• How to complete this task: In the entries below, find every line holding the string "QtGui" and collect it.

• Records shown:

*** Block opens ***

PR #1580, opened 2026-04-16
prefs: per-repository GUI and icon themes

### LINKED ISSUE #1578: Feature Request: Per-Repository Theme Settings
Git-cola has per-repository settings pages, but not for appearance. Would it be possible to implement this?

I frequently open multiple instances of git-cola, and per-repo color schemes would be useful for quickly telling them apart and avoiding mistakes. I already do something like this with accent colors in obsidian.

laothrs:
Read cola.theme and cola.icontheme from the repository git config, add controls on Preferences > Current Repository, refresh appearance when preferences or worktree change, and coerce unknown theme names to default.

Document theme precedence and add unit tests for coercion and config hooks.

Closes https://github.com/git-cola/git-cola/issues/1578

### DIFF
--- a/README.md
+++ b/README.md
@@ -26,6 +26,25 @@ Git Cola is a powerful Git GUI with a slick and intuitive user interface.
 
 * [Contributing guidelines](CONTRIBUTING.md)
 
+## Themes and appearance
+
+The GUI theme is read from the git config entry `cola.theme`. Set a default under
+**Preferences → Appearance** (stored in your user config), or override it for one
+repository only via **Preferences → Current Repository** or with
+`git config cola.theme <theme-name>` inside that repository (local `.git/config`).
+Git applies the usual config precedence, so a repository value overrides your global
+default when both are set.
+
+Passing **`git cola --theme <theme-name>`** (or **`git cola gui --theme ...`**) forces
+that theme for the entire process; preference changes cannot override it until you
+exit and restart without `--theme`.
+
+Icon themes are assembled from the `GIT_COLA_ICON_THEME` environment variable
+(`:`-separated list, if set) and from one or more `cola.icontheme` config entries;
+see `get_icon_themes()` in `cola/app.py` for details. In the main Git Cola window,
+GUI theme, icon theme, and bold-fonts preference changes apply immediately; font
+family, font size, and high DPI still require a restart.
+
 
 # Requirements
 
--- a/cola/app.py
+++ b/cola/app.py
@@ -32,6 +32,7 @@ On a Debian/Ubuntu system you can install these modules using apt:
     )
     sys.exit(1)  # core.EXIT_FAILURE
 
+from qtpy import QtGui
 from qtpy import QtWidgets
 from qtpy.QtCore import Qt
 from qtpy.QtCore import Signal
@@ -66,6 +67,7 @@ from .cmd import CommandBus
 from .i18n import N_
 from .interaction import Interaction
 from .models import main
+from .models import prefs
 from .models import selection
 from .settings import Session
 from .settings import Settings
@@ -182,11 +184,17 @@ def get_icon_themes(context: ApplicationContext) -> list[str]:
 
     icon_themes_env = core.getenv('GIT_COLA_ICON_THEME')
     if icon_themes_env:
-        result.extend([x for x in icon_themes_env.split(':') if x])
+        for x in icon_themes_env.split(':'):
+            x = x.strip()
+            if x:
+                result.append(x)
 
     icon_themes_cfg = list(reversed(context.cfg.get_all('cola.icontheme')))
-    if icon_themes_cfg:
-        result.extend(icon_themes_cfg)
+    for entry in icon_themes_cfg:
+        if isinstance(entry, str):
+            s = entry.strip()
+            if s:
+                result.append(s)
 
     if not result:
         result.append('light')
@@ -199,6 +207,12 @@ class ColaApplication:
     """The main cola application
 
     ColaApplication handles i18n of user-visible data
+
+    Process model: one OS process owns a single :class:`QtWidgets.QApplication`.
+    Each shell invocation of ``git cola`` (or ``git cola --repo …``) is therefore
+    isolated from other processes. Per-repository ``cola.theme`` only affects
+    that process while its Git worktree points at that repository; switching
+    repos in the same window reapplies the merged config for the new worktree.
     """
 
     def __init__(
@@ -207,7 +221,6 @@ class ColaApplication:
         argv: list[str],
         locale: None = None,
         icon_themes: list[Any] | None = None,
-        gui_theme: None = None,
     ) -> None:
         cfgactions.install()
         i18n.install(locale)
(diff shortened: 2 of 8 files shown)


cola/app.py
```diff
@@ -182,11 +184,17 @@ def get_icon_themes(context: ApplicationContext) -> list[str]:
 
     icon_themes_env = core.getenv('GIT_COLA_ICON_THEME')
     if icon_themes_env:
-        result.extend([x for x in icon_themes_env.split(':') if x])
+        for x in icon_themes_env.split(':'):
```
davvid, line 187: `x` is a bit of a non-descript name. Maybe this should be called `icon_them`?

cola/app.py
```diff
@@ -182,11 +184,17 @@ def get_icon_themes(context: ApplicationContext) -> list[str]:
...
+                result.append(x)
 
     icon_themes_cfg = list(reversed(context.cfg.get_all('cola.icontheme')))
-    if icon_themes_cfg:
-        result.extend(icon_themes_cfg)
+    for entry in icon_themes_cfg:
+        if isinstance(entry, str):
+            s = entry.strip()
+            if s:
+                result.append(s)
```
davvid, line 197: Ditto for `s` -- can we just re-assign that to `entry`?

cola/models/prefs.py
```diff
@@ -247,6 +247,24 @@ def bold_headers(context) -> bool:
...
+    Use :func:`GitConfig.get_repo` with ``THEME`` when you need the value stored
+    only in the current repository (missing key means no repo override).
+    Use :meth:`GitConfig.get_user_or_system` for the user/system default without
+    a repo-specific entry.
+
+    Unknown or mistyped values are coerced to a registered name so removing a
+    repo-specific ``cola.theme`` or deleting a custom theme file cannot leave the
+    UI without a valid stylesheet.
+    """
+    from .. import themes
```
davvid, line 262: Please keep all imports at the top-level. If the imports cause circular imports then that's a design problem.

It seems like this import would causes a circular import dependency. This will need to be refactored to keep things tidy.

cola/models/prefs.py
```diff
@@ -247,6 +247,24 @@ def bold_headers(context) -> bool:
...
+
+    raw = context.cfg.get(THEME, default=Defaults.theme)
+    return themes.coerce_gui_theme_name(raw)
+
+
```
davvid, line 267: I haven't tried it, but it *seems* like we can solve the circular dependency by pushing this entire `def gui_theme(context)` function into the `cola.themes` module.

There's only a single call site from `cola.app` and it already imports the `themes` module so that seems like it should work.

cola/widgets/prefs.py
```diff
@@ -16,6 +16,24 @@
...
+    except IndexError:
+        return
+    icon_theme = icon_theme_widget.value()
+    if theme.name == 'default':
+        if icon_theme in ('light', 'dark'):
+            icon_theme_widget.set_value('default')
+    elif theme.is_dark:
+        if icon_theme in ('default', 'light'):
+            icon_theme_widget.set_value('dark')
+    elif not theme.is_dark:
```
davvid, line 32: should this just be an `else:` since it's a tautological check? In other words, if we get this far we already know that `not theme.is_dark` due to the check in the block above.

cola/widgets/prefs.py
```diff
@@ -243,7 +274,21 @@ def __init__(self, context, model, parent, source):
...
+
+        repo_config = {}
+        if source == 'local':
+            repo_config = {
+                prefs.THEME: (self.theme, Defaults.theme),
+                prefs.ICON_THEME: (self.icon_theme, Defaults.icon_theme),
+            }
+
         self.set_config({
+            **repo_config,
```
davvid, line 291: Please don't use `**repo_config` here. It's a bit messy, especially since we can simply call `self.set_config(..)` twice.

It seems simpler to just change the logic to use a direct call in the block above.. that also lets us avoid having to initialize en empty `repo_config`. e.g.

```python
        if source == 'local':
            self.set_config({
                prefs.THEME: ...,
                prefs.ICON_THEME: ...,
            })
```

cola/widgets/prefs.py
```diff
@@ -546,7 +582,13 @@ def __init__(self, form, parent):
         self.form = form
         self.label = QtWidgets.QLabel(
             '<center><b>'
-            + N_('Restart the application after changing appearance settings.')
+            + N_(
+                'GUI theme, icon theme, and bold-fonts apply immediately. '
+                'Restart after changing fonts, font size, or high DPI. '
```
davvid, line 587: sug: Restart *the application* after changing ...

cola/widgets/prefs.py
```diff
@@ -546,7 +582,13 @@ def __init__(self, form, parent):
...
+                'Per-repository GUI and icon themes are under '
+                'Preferences → Current Repository. '
```
davvid: Instead of the unicode arrow let's just use a `>`  sign here.

cola/app.py
```diff
@@ -220,26 +233,46 @@ def __init__(
...
+        # In normal operation this is the only QApplication; tests may replace it.
+        inst = QtWidgets.QApplication.instance()
+        if inst is not None and inst is not self._app:
+            return
+        icons.clear_icon_cache()
+        icons.install(get_icon_themes(self.context))
+        self._install_style()
 
-    def _install_style(self, theme_str: None) -> None:
+    def _install_style(self, theme_str: str | None = None) -> None:
```
davvid, line 252: This signature doesn't really make any sense anymore.

This commit rewires things so that `gui_theme=args.theme` is no longer passed to the ColaApplication constructor, and thus we are no longer calling `install_style(...)` with an argument.

We know that the `theme_str` is never specified anymore so the signature can be simplified and likewise the method can be simplified further.

cola/app.py
```diff
@@ -220,26 +233,46 @@ def __init__(
...
-        theme_stylesheet = theme.build_style_sheet(self._app.palette(), bold_fonts)
-        self._app.setStyleSheet(theme_stylesheet)
-
         is_macos_theme = theme_str.startswith('macos-')
         if is_macos_theme:
             themes.apply_platform_theme(theme_str)
         elif theme_str != 'default':
             self._app.setPalette(theme.build_palette(self._app.palette()))
+        else:
+            self._app.setPalette(QtGui.QPalette(self._baseline_palette))
```
davvid, line 271: `self._baseline_palette` is already a QPalette. Do we strictly need to make another copy here, or can we just pass `self._baseline_palette` directly?

cola/app.py
```diff
@@ -220,26 +233,46 @@ def __init__(
...
+        icons.install(get_icon_themes(self.context))
+        self._install_style()
 
-    def _install_style(self, theme_str: None) -> None:
+    def _install_style(self, theme_str: str | None = None) -> None:
         """Generate and apply a stylesheet to the app"""
         if theme_str is None:
-            theme_str = self.context.cfg.get('cola.theme', default='default')
+            argv_theme = self.context.args.theme
+            if argv_theme is not None:
```
davvid, line 256: `if argv_theme is not None:` allows empty strings to fall into this code block.

It'd be better to treat empty values as equivalent to missing by checking `if argv_theme:` instead. Empty strings evaluate to False so omitting the `is not None` clause ensures that empty strings go down the `else:` code path.

README.md
```diff
@@ -26,6 +26,25 @@ Git Cola is a powerful Git GUI with a slick and intuitive user interface.
 
 * [Contributing guidelines](CONTRIBUTING.md)
 
+## Themes and appearance
+
+The GUI theme is read from the git config entry `cola.theme`. Set a default under
+**Preferences → Appearance** (stored in your user config), or override it for one
+repository only via **Preferences → Current Repository** or with
+`git config cola.theme <theme-name>` inside that repository (local `.git/config`).
```
davvid, line 34: sug: "... inside that repository's local `.git/config`."

cola/widgets/prefs.py
```diff
@@ -243,7 +274,21 @@ def __init__(self, context, model, parent, source):
         )
         self.add_row(N_('HTTP Proxy URL'), self.http_proxy)
 
+        if source == 'local':
+            self.add_row('', QtWidgets.QLabel())
+            self.add_row(N_('GUI theme (this repository)'), self.theme)
+            self.add_row(N_('Icon theme (this repository)'), self.icon_theme)
```
davvid, line 280: Let's omit the ` (this repository)` suffixes here. It's already clear that all of these settings only apply to the current repository since this tab is already marked as being so, and it'd be weird to call out *just* these values.

Another reason we want to avoid new strings is that these strings don't have any translations (`cola/i18n/*.po`) so they won't be localized for users that have another language enabled.

cola/widgets/prefs.py
```diff
@@ -201,6 +219,19 @@ def __init__(self, context, model, parent, source):
...
 
+        if source == 'local':
+            self.themes = themes.get_all_themes()
+            self.theme = qtutils.combo_mapped(themes.options(themes=self.themes))
+            self.icon_theme = qtutils.combo_mapped(icons.icon_themes())
+            repo_theme_tip = N_(
+                'Override appearance for this repository only. '
+                'Matches the effective theme until you change it here. '
+                'GUI and icon themes apply immediately in the main window. '
+                'The command-line --theme option overrides all config when set.'
```
davvid, line 230: sug: "The command-line --theme option overrides all configuration when specified."

cola/widgets/prefs.py
```diff
@@ -546,7 +582,13 @@ def __init__(self, form, parent):
         self.form = form
         self.label = QtWidgets.QLabel(
             '<center><b>'
-            + N_('Restart the application after changing appearance settings.')
```
davvid, line 549: I would suggest keeping the original string, "Restart the application after changing appearance settings" and then the additional details below can be specified as a separate `N_(...)` string with a space (`' '`) in-between.

The string below can omit the, "Restart after changing fonts, font size, or high DPI." sentence since it will already have been covered by the (restored) string above. It can instead call out the fact that GUI/icon theme and bold-fonts apply immediately without needing to call out all of the ones that don't.

The plus side of keeping the original string in there is that users will at least get a partially translated UI rather than one that's completely untranslated.

cola/widgets/prefs.py
```diff
@@ -546,7 +582,13 @@ def __init__(self, form, parent):
...
+            + N_(
+                'GUI theme, icon theme, and bold-fonts apply immediately. '
+                'Restart after changing fonts, font size, or high DPI. '
+                'Per-repository GUI and icon themes are under '
+                'Preferences → Current Repository. '
+                'The --theme command-line flag overrides all theme config when used.'
```
davvid, line 590: Same sug here for this line: "The --theme command-line option overrides all configuration when specified."

Also note that this string was referring to "flag" whereas the other strings were referring to it as an "option." The sug is more consistent by referring to it as an "option."

davvid (changes requested):
Please address these notes and squash the pre-commit style tweaks into the commit so that there aren't any bot commits in here.

This is looking like it's on the right path and just needs a few tweaks before we can merge. Thanks

davvid:
This was implemented in #1623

*** Block closes ***

• Task answer:
+from qtpy import QtGui
+            self._app.setPalette(QtGui.QPalette(self._baseline_palette))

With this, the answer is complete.